*** Opening INPUT RECORDS ***

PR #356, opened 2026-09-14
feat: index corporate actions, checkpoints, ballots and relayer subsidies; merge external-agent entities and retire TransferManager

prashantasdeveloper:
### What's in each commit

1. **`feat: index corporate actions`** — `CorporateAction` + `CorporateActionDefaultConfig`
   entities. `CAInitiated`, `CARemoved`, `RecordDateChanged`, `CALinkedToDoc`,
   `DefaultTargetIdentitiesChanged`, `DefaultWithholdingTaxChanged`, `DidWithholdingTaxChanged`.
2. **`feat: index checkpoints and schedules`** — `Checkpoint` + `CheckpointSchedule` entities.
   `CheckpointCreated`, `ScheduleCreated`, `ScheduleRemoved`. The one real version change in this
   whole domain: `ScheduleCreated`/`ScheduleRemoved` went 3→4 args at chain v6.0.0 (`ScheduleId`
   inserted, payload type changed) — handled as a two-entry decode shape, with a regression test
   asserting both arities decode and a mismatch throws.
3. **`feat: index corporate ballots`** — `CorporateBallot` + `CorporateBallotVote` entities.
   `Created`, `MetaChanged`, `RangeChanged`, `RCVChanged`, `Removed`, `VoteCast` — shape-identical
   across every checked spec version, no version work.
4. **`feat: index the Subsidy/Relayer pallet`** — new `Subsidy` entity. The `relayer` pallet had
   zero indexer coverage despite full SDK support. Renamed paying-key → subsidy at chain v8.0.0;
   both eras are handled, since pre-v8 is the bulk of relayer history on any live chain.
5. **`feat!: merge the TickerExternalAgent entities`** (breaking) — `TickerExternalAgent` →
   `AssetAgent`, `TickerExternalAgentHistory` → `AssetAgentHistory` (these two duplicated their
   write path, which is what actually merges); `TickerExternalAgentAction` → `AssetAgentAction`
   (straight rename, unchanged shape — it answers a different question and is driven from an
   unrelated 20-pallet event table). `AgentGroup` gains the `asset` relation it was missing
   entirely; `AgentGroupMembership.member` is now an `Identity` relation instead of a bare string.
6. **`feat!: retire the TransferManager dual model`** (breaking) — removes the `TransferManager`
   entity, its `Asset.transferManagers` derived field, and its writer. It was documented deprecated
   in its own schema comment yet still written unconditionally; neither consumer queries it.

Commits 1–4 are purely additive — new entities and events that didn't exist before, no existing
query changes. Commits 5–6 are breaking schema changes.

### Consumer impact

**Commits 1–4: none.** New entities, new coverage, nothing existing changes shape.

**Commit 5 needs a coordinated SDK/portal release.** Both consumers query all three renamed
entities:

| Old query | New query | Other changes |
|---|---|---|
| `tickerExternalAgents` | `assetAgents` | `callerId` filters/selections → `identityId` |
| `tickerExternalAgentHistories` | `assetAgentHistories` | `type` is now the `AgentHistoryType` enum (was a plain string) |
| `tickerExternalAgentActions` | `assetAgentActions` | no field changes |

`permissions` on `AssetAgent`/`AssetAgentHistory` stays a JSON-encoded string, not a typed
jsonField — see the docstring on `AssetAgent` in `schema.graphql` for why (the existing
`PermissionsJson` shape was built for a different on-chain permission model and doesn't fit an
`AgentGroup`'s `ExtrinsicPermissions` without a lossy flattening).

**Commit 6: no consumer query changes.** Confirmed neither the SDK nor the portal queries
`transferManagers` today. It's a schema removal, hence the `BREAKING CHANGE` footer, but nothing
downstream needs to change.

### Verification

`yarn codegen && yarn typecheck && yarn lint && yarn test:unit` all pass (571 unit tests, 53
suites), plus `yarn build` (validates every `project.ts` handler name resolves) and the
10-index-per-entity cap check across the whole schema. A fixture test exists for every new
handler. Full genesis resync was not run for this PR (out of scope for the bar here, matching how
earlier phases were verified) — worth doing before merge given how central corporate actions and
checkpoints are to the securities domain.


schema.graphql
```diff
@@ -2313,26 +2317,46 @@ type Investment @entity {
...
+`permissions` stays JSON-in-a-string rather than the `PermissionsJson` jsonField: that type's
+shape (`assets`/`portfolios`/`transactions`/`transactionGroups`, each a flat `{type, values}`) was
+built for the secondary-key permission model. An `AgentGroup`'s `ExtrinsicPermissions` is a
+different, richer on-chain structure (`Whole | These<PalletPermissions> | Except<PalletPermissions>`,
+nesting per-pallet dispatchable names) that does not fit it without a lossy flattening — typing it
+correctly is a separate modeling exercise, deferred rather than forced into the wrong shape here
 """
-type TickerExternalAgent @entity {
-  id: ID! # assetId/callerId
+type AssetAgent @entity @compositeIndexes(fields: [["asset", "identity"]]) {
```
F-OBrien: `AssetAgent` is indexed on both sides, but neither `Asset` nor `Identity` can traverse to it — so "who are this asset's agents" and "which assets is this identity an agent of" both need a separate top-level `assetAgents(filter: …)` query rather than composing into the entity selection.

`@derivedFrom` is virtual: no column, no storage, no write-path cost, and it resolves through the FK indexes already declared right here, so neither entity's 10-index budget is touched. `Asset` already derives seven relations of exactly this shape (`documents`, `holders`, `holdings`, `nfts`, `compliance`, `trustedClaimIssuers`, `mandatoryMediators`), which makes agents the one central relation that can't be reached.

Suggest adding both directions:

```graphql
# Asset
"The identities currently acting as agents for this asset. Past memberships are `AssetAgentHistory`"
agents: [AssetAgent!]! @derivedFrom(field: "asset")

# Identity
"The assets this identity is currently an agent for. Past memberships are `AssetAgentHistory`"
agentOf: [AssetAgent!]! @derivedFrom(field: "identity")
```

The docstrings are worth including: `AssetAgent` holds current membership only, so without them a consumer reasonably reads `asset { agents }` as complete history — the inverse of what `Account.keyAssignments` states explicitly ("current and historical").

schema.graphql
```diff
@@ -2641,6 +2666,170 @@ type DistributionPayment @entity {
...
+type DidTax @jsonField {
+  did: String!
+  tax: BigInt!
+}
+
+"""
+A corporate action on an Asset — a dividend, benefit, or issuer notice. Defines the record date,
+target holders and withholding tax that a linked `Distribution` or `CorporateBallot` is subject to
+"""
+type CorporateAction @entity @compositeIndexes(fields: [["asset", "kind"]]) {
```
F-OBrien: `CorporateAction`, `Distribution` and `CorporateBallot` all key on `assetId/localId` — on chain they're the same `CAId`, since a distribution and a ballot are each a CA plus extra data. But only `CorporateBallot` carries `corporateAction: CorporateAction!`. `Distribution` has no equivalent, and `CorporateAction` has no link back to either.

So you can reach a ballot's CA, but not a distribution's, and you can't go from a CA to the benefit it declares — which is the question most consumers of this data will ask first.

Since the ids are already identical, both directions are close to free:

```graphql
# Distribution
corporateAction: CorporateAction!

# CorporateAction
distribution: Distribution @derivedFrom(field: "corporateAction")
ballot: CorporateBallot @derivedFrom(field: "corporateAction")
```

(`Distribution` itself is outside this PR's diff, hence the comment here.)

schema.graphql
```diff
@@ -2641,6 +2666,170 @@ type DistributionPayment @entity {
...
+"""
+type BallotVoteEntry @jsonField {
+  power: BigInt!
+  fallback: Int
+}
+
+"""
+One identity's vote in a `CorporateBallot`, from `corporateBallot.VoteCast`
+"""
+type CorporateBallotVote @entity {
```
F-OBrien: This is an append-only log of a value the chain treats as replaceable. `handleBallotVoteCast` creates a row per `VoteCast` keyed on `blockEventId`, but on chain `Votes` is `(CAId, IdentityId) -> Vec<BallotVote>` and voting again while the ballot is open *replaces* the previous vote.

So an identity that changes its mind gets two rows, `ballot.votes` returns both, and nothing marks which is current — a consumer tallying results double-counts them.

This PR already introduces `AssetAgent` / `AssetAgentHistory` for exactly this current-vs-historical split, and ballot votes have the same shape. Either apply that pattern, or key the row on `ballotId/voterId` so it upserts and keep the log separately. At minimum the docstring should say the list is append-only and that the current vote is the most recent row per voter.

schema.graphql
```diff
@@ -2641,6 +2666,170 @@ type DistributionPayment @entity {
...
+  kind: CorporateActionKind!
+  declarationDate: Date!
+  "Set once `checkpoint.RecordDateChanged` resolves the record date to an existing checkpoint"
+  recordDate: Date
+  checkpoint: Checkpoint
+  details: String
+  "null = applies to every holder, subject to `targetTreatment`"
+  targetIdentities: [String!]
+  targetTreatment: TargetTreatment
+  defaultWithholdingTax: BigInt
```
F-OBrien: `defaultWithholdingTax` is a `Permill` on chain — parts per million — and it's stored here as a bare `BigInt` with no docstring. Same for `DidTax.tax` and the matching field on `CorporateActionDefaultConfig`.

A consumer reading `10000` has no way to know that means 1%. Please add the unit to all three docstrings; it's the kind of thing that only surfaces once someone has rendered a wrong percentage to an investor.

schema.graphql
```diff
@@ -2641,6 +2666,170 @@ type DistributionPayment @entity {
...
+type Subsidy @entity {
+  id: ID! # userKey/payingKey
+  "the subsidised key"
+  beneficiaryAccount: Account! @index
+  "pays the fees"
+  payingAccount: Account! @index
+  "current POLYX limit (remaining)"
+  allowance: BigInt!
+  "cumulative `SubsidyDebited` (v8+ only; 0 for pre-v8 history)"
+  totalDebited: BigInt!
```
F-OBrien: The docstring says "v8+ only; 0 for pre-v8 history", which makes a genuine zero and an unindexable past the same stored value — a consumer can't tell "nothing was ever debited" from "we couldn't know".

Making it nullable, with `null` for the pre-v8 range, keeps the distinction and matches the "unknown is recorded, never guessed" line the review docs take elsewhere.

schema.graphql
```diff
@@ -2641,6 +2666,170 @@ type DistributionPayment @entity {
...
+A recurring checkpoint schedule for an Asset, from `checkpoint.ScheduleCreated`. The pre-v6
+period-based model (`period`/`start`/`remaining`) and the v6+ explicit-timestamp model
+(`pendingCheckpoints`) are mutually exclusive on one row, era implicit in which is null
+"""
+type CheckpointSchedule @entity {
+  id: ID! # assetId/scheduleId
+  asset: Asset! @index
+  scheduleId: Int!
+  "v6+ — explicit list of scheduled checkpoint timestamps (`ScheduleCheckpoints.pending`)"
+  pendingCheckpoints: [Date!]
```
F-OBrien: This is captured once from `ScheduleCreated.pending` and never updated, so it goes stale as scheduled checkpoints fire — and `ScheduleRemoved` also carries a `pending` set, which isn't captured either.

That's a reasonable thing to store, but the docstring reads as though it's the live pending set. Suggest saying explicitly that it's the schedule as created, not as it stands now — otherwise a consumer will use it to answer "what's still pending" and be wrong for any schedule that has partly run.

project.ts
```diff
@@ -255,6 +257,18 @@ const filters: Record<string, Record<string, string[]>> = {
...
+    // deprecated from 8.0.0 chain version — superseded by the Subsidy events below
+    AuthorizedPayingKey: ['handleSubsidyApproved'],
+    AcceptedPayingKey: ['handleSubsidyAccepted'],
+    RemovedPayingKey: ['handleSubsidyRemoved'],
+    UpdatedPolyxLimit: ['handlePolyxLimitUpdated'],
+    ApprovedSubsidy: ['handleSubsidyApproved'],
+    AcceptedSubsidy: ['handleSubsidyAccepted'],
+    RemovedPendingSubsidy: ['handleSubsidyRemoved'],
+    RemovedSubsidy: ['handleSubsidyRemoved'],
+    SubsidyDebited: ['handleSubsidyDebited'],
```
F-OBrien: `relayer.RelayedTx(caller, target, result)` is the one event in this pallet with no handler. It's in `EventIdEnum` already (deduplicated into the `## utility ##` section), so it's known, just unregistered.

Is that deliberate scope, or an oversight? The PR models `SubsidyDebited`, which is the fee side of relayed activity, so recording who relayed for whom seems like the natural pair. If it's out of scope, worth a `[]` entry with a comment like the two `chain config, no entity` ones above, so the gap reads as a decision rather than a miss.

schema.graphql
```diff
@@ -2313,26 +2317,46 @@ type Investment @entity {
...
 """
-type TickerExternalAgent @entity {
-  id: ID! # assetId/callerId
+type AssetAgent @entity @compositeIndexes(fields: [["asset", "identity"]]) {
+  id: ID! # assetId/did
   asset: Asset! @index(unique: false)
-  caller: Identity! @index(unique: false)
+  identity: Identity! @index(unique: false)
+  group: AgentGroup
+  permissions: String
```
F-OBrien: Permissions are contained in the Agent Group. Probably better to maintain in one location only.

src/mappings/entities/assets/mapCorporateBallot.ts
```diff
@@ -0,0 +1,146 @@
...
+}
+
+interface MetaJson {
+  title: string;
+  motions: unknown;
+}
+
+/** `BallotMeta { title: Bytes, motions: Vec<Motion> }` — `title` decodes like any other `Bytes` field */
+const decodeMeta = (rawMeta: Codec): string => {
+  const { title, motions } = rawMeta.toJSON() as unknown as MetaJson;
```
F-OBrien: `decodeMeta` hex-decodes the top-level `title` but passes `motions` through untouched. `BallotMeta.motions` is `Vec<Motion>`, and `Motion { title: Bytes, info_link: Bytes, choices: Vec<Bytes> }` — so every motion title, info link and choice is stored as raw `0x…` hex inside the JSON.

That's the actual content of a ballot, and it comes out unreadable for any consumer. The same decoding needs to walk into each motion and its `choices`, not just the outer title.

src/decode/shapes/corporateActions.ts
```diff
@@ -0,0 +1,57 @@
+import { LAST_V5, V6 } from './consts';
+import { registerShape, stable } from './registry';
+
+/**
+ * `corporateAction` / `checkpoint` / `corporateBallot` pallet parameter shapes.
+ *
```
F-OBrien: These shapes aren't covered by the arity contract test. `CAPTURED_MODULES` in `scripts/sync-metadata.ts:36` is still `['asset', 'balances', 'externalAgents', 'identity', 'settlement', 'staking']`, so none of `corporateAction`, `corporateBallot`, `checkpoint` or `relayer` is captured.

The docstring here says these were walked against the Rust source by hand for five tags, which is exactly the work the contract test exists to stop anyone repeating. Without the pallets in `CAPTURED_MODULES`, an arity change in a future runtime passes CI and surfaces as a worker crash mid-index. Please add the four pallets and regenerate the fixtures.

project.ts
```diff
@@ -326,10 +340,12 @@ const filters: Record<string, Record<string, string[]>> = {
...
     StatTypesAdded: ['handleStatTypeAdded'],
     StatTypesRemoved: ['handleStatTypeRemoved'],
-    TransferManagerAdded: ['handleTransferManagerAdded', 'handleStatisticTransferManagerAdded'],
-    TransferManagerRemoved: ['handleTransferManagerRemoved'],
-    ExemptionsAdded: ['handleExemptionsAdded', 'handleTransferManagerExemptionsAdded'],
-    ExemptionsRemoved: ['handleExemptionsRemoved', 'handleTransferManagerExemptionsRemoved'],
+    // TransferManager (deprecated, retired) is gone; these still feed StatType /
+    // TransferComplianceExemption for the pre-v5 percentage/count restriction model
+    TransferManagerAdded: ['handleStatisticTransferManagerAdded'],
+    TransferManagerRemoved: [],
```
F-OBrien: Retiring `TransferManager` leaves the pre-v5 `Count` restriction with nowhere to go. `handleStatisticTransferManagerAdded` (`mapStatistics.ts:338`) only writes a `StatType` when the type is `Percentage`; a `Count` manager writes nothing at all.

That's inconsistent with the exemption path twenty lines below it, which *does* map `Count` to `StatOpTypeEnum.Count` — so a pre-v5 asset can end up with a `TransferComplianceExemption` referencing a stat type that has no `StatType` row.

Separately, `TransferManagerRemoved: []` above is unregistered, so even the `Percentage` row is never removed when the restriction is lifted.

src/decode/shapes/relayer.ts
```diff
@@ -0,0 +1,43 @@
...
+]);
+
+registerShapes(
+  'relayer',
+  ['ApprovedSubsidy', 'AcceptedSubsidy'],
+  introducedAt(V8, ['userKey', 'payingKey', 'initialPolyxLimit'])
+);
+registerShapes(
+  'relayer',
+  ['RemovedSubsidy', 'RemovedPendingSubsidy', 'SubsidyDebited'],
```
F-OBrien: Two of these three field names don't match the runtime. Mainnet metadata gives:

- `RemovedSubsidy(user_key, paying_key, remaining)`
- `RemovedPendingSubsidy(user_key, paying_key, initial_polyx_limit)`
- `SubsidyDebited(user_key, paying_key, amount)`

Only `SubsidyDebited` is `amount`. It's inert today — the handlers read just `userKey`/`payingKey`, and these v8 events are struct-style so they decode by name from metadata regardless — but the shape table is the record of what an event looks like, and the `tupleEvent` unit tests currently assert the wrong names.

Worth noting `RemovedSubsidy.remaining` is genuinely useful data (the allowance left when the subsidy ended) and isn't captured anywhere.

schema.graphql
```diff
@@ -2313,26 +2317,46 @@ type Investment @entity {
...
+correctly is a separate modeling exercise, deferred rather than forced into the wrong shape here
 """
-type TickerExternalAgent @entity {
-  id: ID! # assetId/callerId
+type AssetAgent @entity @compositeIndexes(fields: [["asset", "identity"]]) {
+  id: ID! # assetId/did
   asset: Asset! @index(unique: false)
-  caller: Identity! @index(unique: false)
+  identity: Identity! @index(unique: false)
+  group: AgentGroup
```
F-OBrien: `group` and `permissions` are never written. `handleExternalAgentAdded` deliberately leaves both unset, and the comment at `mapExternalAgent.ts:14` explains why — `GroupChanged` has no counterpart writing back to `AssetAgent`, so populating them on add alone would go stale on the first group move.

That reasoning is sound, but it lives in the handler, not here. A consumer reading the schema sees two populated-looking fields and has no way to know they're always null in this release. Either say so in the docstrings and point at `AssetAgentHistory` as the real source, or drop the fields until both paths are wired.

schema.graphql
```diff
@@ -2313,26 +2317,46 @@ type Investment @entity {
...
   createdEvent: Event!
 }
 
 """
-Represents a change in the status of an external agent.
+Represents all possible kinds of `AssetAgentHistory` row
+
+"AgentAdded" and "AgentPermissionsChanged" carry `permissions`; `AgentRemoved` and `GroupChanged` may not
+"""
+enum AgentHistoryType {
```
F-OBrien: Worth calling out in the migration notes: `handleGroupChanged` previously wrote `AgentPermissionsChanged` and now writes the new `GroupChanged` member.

*** Closing INPUT RECORDS ***

WHAT THE TASK REQUIRES – Search the data for "identical" and list every line in which it occurs.

FINAL ANSWER –
   `Created`, `MetaChanged`, `RangeChanged`, `RCVChanged`, `Removed`, `VoteCast` — shape-identical
Since the ids are already identical, both directions are close to free:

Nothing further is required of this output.